**PROBLEM STATEMENT:** Repeat the entries below in full, with every character unchanged.

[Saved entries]
= Beginning of Section =

PR #2563, opened 2021-01-29
Aux CFN - Athena Third Party BI Connection IAM Permissions 

horakj:
## Background

 Generic template the covers multiple BI tools using Athena that require an access key and secret key.

## Changes

- 1 CFN Aux Template

## Testing

- Works with Mode BI and Apache Superset


deployments/auxiliary/cloudformation/panther-bi-iam-permissions.yml
```diff
@@ -0,0 +1,112 @@
...
+# along with this program.  If not, see <https://www.gnu.org/licenses/>.
+
+AWSTemplateFormatVersion: 2010-09-09
+Description: IAM permissions needed to connect to Athena through third party tools.
+
+Resources:
+  Athena:
+    Type: AWS::IAM::User
+    Properties:
+      UserName: Athena_analytics_readonly
```
austinbyers, line 24: Let's make this a configurable parameter (but you can keep this as the default value).

deployments/auxiliary/cloudformation/panther-bi-iam-permissions.yml
```diff
@@ -0,0 +1,112 @@
...
+          - Effect: Allow
+            Action:
+              - s3:AbortMultipartUpload
+              - s3:GetBucketLocation
+              - s3:GetObject
+              - s3:ListBucket
+              - s3:ListBucketMultipartUploads
+              - s3:ListMultipartUploadParts
+              - s3:PutObject
+            Resource: arn:aws:s3:::panther-bootstrap-athenaresults-*
```
austinbyers, line 71: The bucket names are not so predictable. With the root stack deployment, for example: `myRootStackName-bootstrap-n86t3jcxl5be-athenaresults-1axkels3jum5m`

So our options are:
* Require the entire bucket name as a parameter, or
* Add a parameter for the root stack name (default: "panther") and then allow `${RootStack}-*-athenaresults*`

deployments/auxiliary/cloudformation/panther-bi-iam-permissions.yml
```diff
@@ -0,0 +1,112 @@
...
+          - Effect: Allow
+            Action:
+              - s3:AbortMultipartUpload
+              - s3:GetBucketLocation
+              - s3:GetObject
+              - s3:ListBucket
+              - s3:ListBucketMultipartUploads
+              - s3:ListMultipartUploadParts
+              - s3:PutObject
+            Resource: arn:aws:s3:::panther-bootstrap-historicaldata-*
```
austinbyers, line 91: Since you have the same set of permissions for each bucket, you can combine these 3 statements into one statement with multiple resources:

```suggestion
          - Effect: Allow
            Action:
              - s3:AbortMultipartUpload
              - s3:GetBucketLocation
              - s3:GetObject
              - s3:ListBucket
              - s3:ListBucketMultipartUploads
              - s3:ListMultipartUploadParts
              - s3:PutObject
            Resource:
              - arn:aws:s3:::panther-bootstrap-processeddata-*
              - arn:aws:s3:::panther-bootstrap-historicaldata-*
              - arn:aws:s3:::panther-bootstrap-athenaresults-*
```

(with the caveat about bucket names I mentioned above)

deployments/auxiliary/cloudformation/panther-bi-iam-permissions.yml
```diff
@@ -0,0 +1,112 @@
...
+    Type: AWS::IAM::AccessKey
+    Properties:
+      Status: Active
+      UserName: !Ref Athena
+
+Outputs:
+  AccessKey:
+    Value: !Ref AthenaAccessKey
+  SecretKey:
+    Value: !GetAtt AthenaAccessKey.SecretAccessKey
```
austinbyers, line 112: CloudFormation outputs are not encrypted and are visible to anyone with read permissions on the stack - we definitely should not output it here.

> CloudFormation does not redact or obfuscate any information you include in the Outputs section. We strongly recommend you do not use this section to output sensitive information, such as passwords or secrets.

Users may just have to generate the access key themselves after we create the IAM user

austinbyers (changes requested):
Good start!

Doesn't have to be now, but we do maintain terraform copies of all the aux templates as well, if it's easy to add a tf version that'd be awesome

deployments/auxiliary/cloudformation/panther-bi-iam-permissions.yml
nhakmiller: I agree. We do this internally because we the the only people/systems that have access to the account at all already have more access than the keys provide. In general, we shouldn't assume that other environments are setup the same as ours.

deployments/auxiliary/cloudformation/panther-bi-iam-permissions.yml
horakj: Sounds good.

deployments/auxiliary/cloudformation/panther-bi-iam-permissions.yml
```diff
@@ -0,0 +1,98 @@
...
+              - s3:GetBucketLocation
+              - s3:GetObject
+              - s3:ListBucket
+              - s3:ListBucketMultipartUploads
+              - s3:ListMultipartUploadParts
+              - s3:PutObject
+            Resource:
+              - !Sub arn:aws:s3:::${RootStackName}-*-athenaresults-*
+              - !Sub arn:aws:s3:::${RootStackName}-*-processeddata-*
+              - !Sub arn:aws:s3:::${RootStackName}-*-historicaldata-*
```
austinbyers, line 84: Replace `:aws:` with `:${AWS::Partition}:` to ensure this can work in AWS China and gov-cloud in the future

deployments/auxiliary/cloudformation/panther-bi-iam-permissions.yml
```diff
@@ -0,0 +1,98 @@
...
+          - Effect: Allow
+            Action:
+              - s3:GetBucketLocation
+              - s3:ListAllMyBuckets
+              - s3:ListBucket
```
austinbyers, line 89: GetBucketLocation and ListBucket are already included above, why do we have to grant access to every S3 bucket here?

I think the only one you need to keep in this block is `s3:ListAllMyBuckets`

deployments/auxiliary/cloudformation/panther-bi-iam-permissions.yml
```diff
@@ -0,0 +1,95 @@
...
+
+AWSTemplateFormatVersion: 2010-09-09
+Description: Athena Third Party BI Tool Permissions (Create access key post deployment for IAM user created).
+
+Parameters:
+  UserName:
+    Type: String
+    Default: PantherAthenaBI
+    Description: Enter a name for the IAM user that will be created.
+  RootStackName:
```
austinbyers, line 25: This may not work for customers who deployed directly from source, but that will only apply to the community edition and those deployments will be migrated in a few weeks anyway

austinbyers (approved):

deployments/auxiliary/cloudformation/panther-bi-iam-permissions.yml
horakj: My dev is deployed from source and I have no issue but I am using the enterprise repo.

austinbyers: `mage deploy` direct-stack buckets will look like this:

* `panther-bootstrap-historicaldata-1dagafs5yass5`

There is no "root stack" name in this case, but I see why your panther default is working. We do actually have some production accounts with this setup, and their bucket names will not change even with the migration.

`mage master:deploy` buckets will look like this:

* `myRootStackName-bootstrap-n86t3jcxl5be-historicaldata-1axkels3jum5m`

----

So yes, this pattern

* `!Sub arn:${AWS::Partition}:s3:::${RootStackName}-*-historicaldata-*`

will work for both cases (if you want to be extra certain, you can verify with a `mage master:deploy` setup)

austinbyers (approved):

PR #2568, opened 2021-01-31
Minor tool fixes

rleighton:
## Background

Minor tools fixes found by using them for testing.

## Changes

- Ignore rate when not set to adjust concurrency in `s3queue`
- fix bugs introduced in final refactor for s3access log generation in `filegen`

## Testing

- mage build:tools
- generate files then use s3queue to drive load into Panther


cmd/devtools/filegen/fields.go
```diff
@@ -40,6 +40,12 @@ func String(n int) string {
 	return uniuri.NewLen(n)
 }
 
+var alphaNumChars = []byte(`abcdedfhijklmnopqrstuvwxyz0123456789`)
+
+func StringAlphaNum(n int) string {
```
kostaspap, line 45: The `String()` function above already returns alphaNum - just it includes also uppercase characters. If that's the case, maybe it would enough just to invoke `strings.ToLower(filegen.String(...))` in the part of the code that need it? 
If you think another method is needed, probably it should be called differently e.g. `AlphaNumLowerCase` or sth

kostaspap (approved):
Changes look good

cmd/devtools/filegen/fields.go
rleighton: I wanted to make it clear that `String()` could be any utf8 string in the signature ... we might change libraries.  That fact that the current implementation is somewhat restrictive could change.

PR #2570, opened 2021-02-01
Refactor date range picker

kouknick:
## Description

From now on the Datepicker accepts props to handle the dates in utc or local timezones.
This PR removes the custom logic to perform the utc to local time conversion.

### Checklist:


vorillaz (approved):
🙏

= End of Section =

**EXERCISE SOLUTION:**
PR #2563, opened 2021-01-29
Aux CFN - Athena Third Party BI Connection IAM Permissions 

horakj:
## Background

 Generic template the covers multiple BI tools using Athena that require an access key and secret key.

## Changes

- 1 CFN Aux Template

## Testing

- Works with Mode BI and Apache Superset


deployments/auxiliary/cloudformation/panther-bi-iam-permissions.yml
```diff
@@ -0,0 +1,112 @@
...
+# along with this program.  If not, see <https://www.gnu.org/licenses/>.
+
+AWSTemplateFormatVersion: 2010-09-09
+Description: IAM permissions needed to connect to Athena through third party tools.
+
+Resources:
+  Athena:
+    Type: AWS::IAM::User
+    Properties:
+      UserName: Athena_analytics_readonly
```
austinbyers, line 24: Let's make this a configurable parameter (but you can keep this as the default value).

deployments/auxiliary/cloudformation/panther-bi-iam-permissions.yml
```diff
@@ -0,0 +1,112 @@
...
+          - Effect: Allow
+            Action:
+              - s3:AbortMultipartUpload
+              - s3:GetBucketLocation
+              - s3:GetObject
+              - s3:ListBucket
+              - s3:ListBucketMultipartUploads
+              - s3:ListMultipartUploadParts
+              - s3:PutObject
+            Resource: arn:aws:s3:::panther-bootstrap-athenaresults-*
```
austinbyers, line 71: The bucket names are not so predictable. With the root stack deployment, for example: `myRootStackName-bootstrap-n86t3jcxl5be-athenaresults-1axkels3jum5m`

So our options are:
* Require the entire bucket name as a parameter, or
* Add a parameter for the root stack name (default: "panther") and then allow `${RootStack}-*-athenaresults*`

deployments/auxiliary/cloudformation/panther-bi-iam-permissions.yml
```diff
@@ -0,0 +1,112 @@
...
+          - Effect: Allow
+            Action:
+              - s3:AbortMultipartUpload
+              - s3:GetBucketLocation
+              - s3:GetObject
+              - s3:ListBucket
+              - s3:ListBucketMultipartUploads
+              - s3:ListMultipartUploadParts
+              - s3:PutObject
+            Resource: arn:aws:s3:::panther-bootstrap-historicaldata-*
```
austinbyers, line 91: Since you have the same set of permissions for each bucket, you can combine these 3 statements into one statement with multiple resources:

```suggestion
          - Effect: Allow
            Action:
              - s3:AbortMultipartUpload
              - s3:GetBucketLocation
              - s3:GetObject
              - s3:ListBucket
              - s3:ListBucketMultipartUploads
              - s3:ListMultipartUploadParts
              - s3:PutObject
            Resource:
              - arn:aws:s3:::panther-bootstrap-processeddata-*
              - arn:aws:s3:::panther-bootstrap-historicaldata-*
              - arn:aws:s3:::panther-bootstrap-athenaresults-*
```

(with the caveat about bucket names I mentioned above)

deployments/auxiliary/cloudformation/panther-bi-iam-permissions.yml
```diff
@@ -0,0 +1,112 @@
...
+    Type: AWS::IAM::AccessKey
+    Properties:
+      Status: Active
+      UserName: !Ref Athena
+
+Outputs:
+  AccessKey:
+    Value: !Ref AthenaAccessKey
+  SecretKey:
+    Value: !GetAtt AthenaAccessKey.SecretAccessKey
```
austinbyers, line 112: CloudFormation outputs are not encrypted and are visible to anyone with read permissions on the stack - we definitely should not output it here.

> CloudFormation does not redact or obfuscate any information you include in the Outputs section. We strongly recommend you do not use this section to output sensitive information, such as passwords or secrets.

Users may just have to generate the access key themselves after we create the IAM user

austinbyers (changes requested):
Good start!

Doesn't have to be now, but we do maintain terraform copies of all the aux templates as well, if it's easy to add a tf version that'd be awesome

deployments/auxiliary/cloudformation/panther-bi-iam-permissions.yml
nhakmiller: I agree. We do this internally because we the the only people/systems that have access to the account at all already have more access than the keys provide. In general, we shouldn't assume that other environments are setup the same as ours.

deployments/auxiliary/cloudformation/panther-bi-iam-permissions.yml
horakj: Sounds good.

deployments/auxiliary/cloudformation/panther-bi-iam-permissions.yml
```diff
@@ -0,0 +1,98 @@
...
+              - s3:GetBucketLocation
+              - s3:GetObject
+              - s3:ListBucket
+              - s3:ListBucketMultipartUploads
+              - s3:ListMultipartUploadParts
+              - s3:PutObject
+            Resource:
+              - !Sub arn:aws:s3:::${RootStackName}-*-athenaresults-*
+              - !Sub arn:aws:s3:::${RootStackName}-*-processeddata-*
+              - !Sub arn:aws:s3:::${RootStackName}-*-historicaldata-*
```
austinbyers, line 84: Replace `:aws:` with `:${AWS::Partition}:` to ensure this can work in AWS China and gov-cloud in the future

deployments/auxiliary/cloudformation/panther-bi-iam-permissions.yml
```diff
@@ -0,0 +1,98 @@
...
+          - Effect: Allow
+            Action:
+              - s3:GetBucketLocation
+              - s3:ListAllMyBuckets
+              - s3:ListBucket
```
austinbyers, line 89: GetBucketLocation and ListBucket are already included above, why do we have to grant access to every S3 bucket here?

I think the only one you need to keep in this block is `s3:ListAllMyBuckets`

deployments/auxiliary/cloudformation/panther-bi-iam-permissions.yml
```diff
@@ -0,0 +1,95 @@
...
+
+AWSTemplateFormatVersion: 2010-09-09
+Description: Athena Third Party BI Tool Permissions (Create access key post deployment for IAM user created).
+
+Parameters:
+  UserName:
+    Type: String
+    Default: PantherAthenaBI
+    Description: Enter a name for the IAM user that will be created.
+  RootStackName:
```
austinbyers, line 25: This may not work for customers who deployed directly from source, but that will only apply to the community edition and those deployments will be migrated in a few weeks anyway

austinbyers (approved):

deployments/auxiliary/cloudformation/panther-bi-iam-permissions.yml
horakj: My dev is deployed from source and I have no issue but I am using the enterprise repo.

austinbyers: `mage deploy` direct-stack buckets will look like this:

* `panther-bootstrap-historicaldata-1dagafs5yass5`

There is no "root stack" name in this case, but I see why your panther default is working. We do actually have some production accounts with this setup, and their bucket names will not change even with the migration.

`mage master:deploy` buckets will look like this:

* `myRootStackName-bootstrap-n86t3jcxl5be-historicaldata-1axkels3jum5m`

----

So yes, this pattern

* `!Sub arn:${AWS::Partition}:s3:::${RootStackName}-*-historicaldata-*`

will work for both cases (if you want to be extra certain, you can verify with a `mage master:deploy` setup)

austinbyers (approved):

PR #2568, opened 2021-01-31
Minor tool fixes

rleighton:
## Background

Minor tools fixes found by using them for testing.

## Changes

- Ignore rate when not set to adjust concurrency in `s3queue`
- fix bugs introduced in final refactor for s3access log generation in `filegen`

## Testing

- mage build:tools
- generate files then use s3queue to drive load into Panther


cmd/devtools/filegen/fields.go
```diff
@@ -40,6 +40,12 @@ func String(n int) string {
 	return uniuri.NewLen(n)
 }
 
+var alphaNumChars = []byte(`abcdedfhijklmnopqrstuvwxyz0123456789`)
+
+func StringAlphaNum(n int) string {
```
kostaspap, line 45: The `String()` function above already returns alphaNum - just it includes also uppercase characters. If that's the case, maybe it would enough just to invoke `strings.ToLower(filegen.String(...))` in the part of the code that need it? 
If you think another method is needed, probably it should be called differently e.g. `AlphaNumLowerCase` or sth

kostaspap (approved):
Changes look good

cmd/devtools/filegen/fields.go
rleighton: I wanted to make it clear that `String()` could be any utf8 string in the signature ... we might change libraries.  That fact that the current implementation is somewhat restrictive could change.

PR #2570, opened 2021-02-01
Refactor date range picker

kouknick:
## Description

From now on the Datepicker accepts props to handle the dates in utc or local timezones.
This PR removes the custom logic to perform the utc to local time conversion.

### Checklist:


vorillaz (approved):
🙏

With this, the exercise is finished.